PR #744, opened 2020-07-15
Products API Refactor

CarsonF:
- Moved `Film`, `LiteracyMaterial`, and `Story` to top level modules.
- Added `Song` module with stubbed service
- Replaced `Range` module with `Scripture` module
   - We are not going to treat these ranges like entities that need their own service
   - Replaced DTOs to be _book/chapter/verse_ objects. Absolute verse numbers will be a private concept.
- Updated `Product` DTOs
   - Have secured properties
   - `Product` is now an interface with two concretes:
     - `DirectScriptureProduct` - The straight up scripture one with one scripture references
     - `DerivativeScriptureProduct` - All the other types that connect to other resources, like Film, via a new Producible interface
- Removed range code in services and stubbed the new code


candleshine:
> Replaced DTOs to be book/chapter/verse objects. Absolute verse numbers will be a private concept.
when we first discussed this, this was going to be a front end translation of Abstract Concepts (book, chapter, verse) to number

CarsonF:
I couldn't remember. That's what I thought too. Then I talked to Michael and he said we would translate it in the API. I then agreed with him because it allows that concept to be hidden in API and removed or changed when it needs to. It also allows other API consumers to handle that data without having to implement the translation themselves.

@blakekrammes does already have this translation code done on the frontend. Blake could you port that to the API?

blakekrammes:
@CarsonF Should that be a part of this PR?

CarsonF:
No it can come after

blakekrammes:
@candleshine Should I go ahead and start writing a ScriptureReference service to start implementing these changes or are you already stubbing that out?

candleshine:
You should do it.  I have not started anything.

candleshine:
to be specific, it is called the scripture-reference module

CarsonF:
https://github.com/SeedCompany/cord-api-v3/tree/products-again/src/components/scripture

blakekrammes:
I have the code in the module. I can do a pr once this is merged.

PR #754, opened 2020-07-15
Absolute verse number

blakekrammes:


src/components/scripture/scripture.module.ts
```diff
@@ -1,7 +1,137 @@
...
 import { ScriptureReferenceResolver } from './scripture-reference.resolver';
 
+interface Range<T> {
+  start: T;
+  end: T;
+}
+
+type VerseRange = Range<number>;
+
+type ScriptureRange = Range<Required<ScriptureReference>>;
```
::::::::
Report the lines above that contain "chapter".

Solution to the exercise
   - Replaced DTOs to be _book/chapter/verse_ objects. Absolute verse numbers will be a private concept.
> Replaced DTOs to be book/chapter/verse objects. Absolute verse numbers will be a private concept.
when we first discussed this, this was going to be a front end translation of Abstract Concepts (book, chapter, verse) to number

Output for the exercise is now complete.